The question is where is the password you are passing into the PBE algorithm coming from? If it is a fixed password for your application, then you just need to replace it and perform some kind of rolling upgrade. As an observation, if you are storing encrypted data as text, either hex or base-64 encoded, there are characters that cannot appear in the text output and which you can hence prepend to indicate a newer encryption scheme. For example the : character does not appear in base-64. That will allow you to identify what has been upgraded and what has not.
If the passwords are coming from the user, then each user has their own password derived cipher. In this case you can only re-encrypt whatever data has been encrypted with the user's cipher when the user provides their password.

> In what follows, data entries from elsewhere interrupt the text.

PR #32914, opened 2022-09-30
armpl-gcc: Add version 22.1

annop-w:
- Add version 22.1
- Modify default url to point to version 22.1

### DIFF
--- a/var/spack/repos/builtin/packages/armpl-gcc/package.py
+++ b/var/spack/repos/builtin/packages/armpl-gcc/package.py
@@ -122,12 +122,16 @@ def get_os():
 def get_package_url(version):
     os = get_os()
     os_no_dash = get_os().replace("-", "")
+    os_lower = os.split(".")[0].lower()
     base_url = "https://developer.arm.com/-/media/Files/downloads/hpc/arm-performance-libraries/"
     armpl_version = version.split("_")[0]
     armpl_version_dashed = armpl_version.replace(".", "-")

The most direct replacement is going to be along the lines of PBEWithSHA256And256BitAES. Unfortunately, this is not supported by Java 6, so you will need a 3rd party JCE library such as Bouncy Castle. Bouncy Castle offers PBEWithSHA256And256BitAES-CBC-BC, which would be a suitable replacement.
The process of upgrading the cipher is a challenge. Whatever data has been encrypted with DES can only be decrypted with the user's password. I assume you do not have access to the passwords. This means you can only re-encrypt the data when the person who knows the password provides it. You are going to have a long period of time when your system contains a mixture of ciphers, so you need a way of identifying what is converted.
If we are talking about files, you could change the file suffix, or the folder they are stored in. If we are talking about BLOBs in a database, you could add an extra column to the database table to say what the encryption method is. If neither of those are possible you could add some form of header to the data to indicate that it has been encrypted in a new way. That's slightly risky as your existing data has no header and there is an outside chance it will match the new header by accident.
It may also be advisable to keep a list of which users have not yet had their data converted so you can prompt them to convert.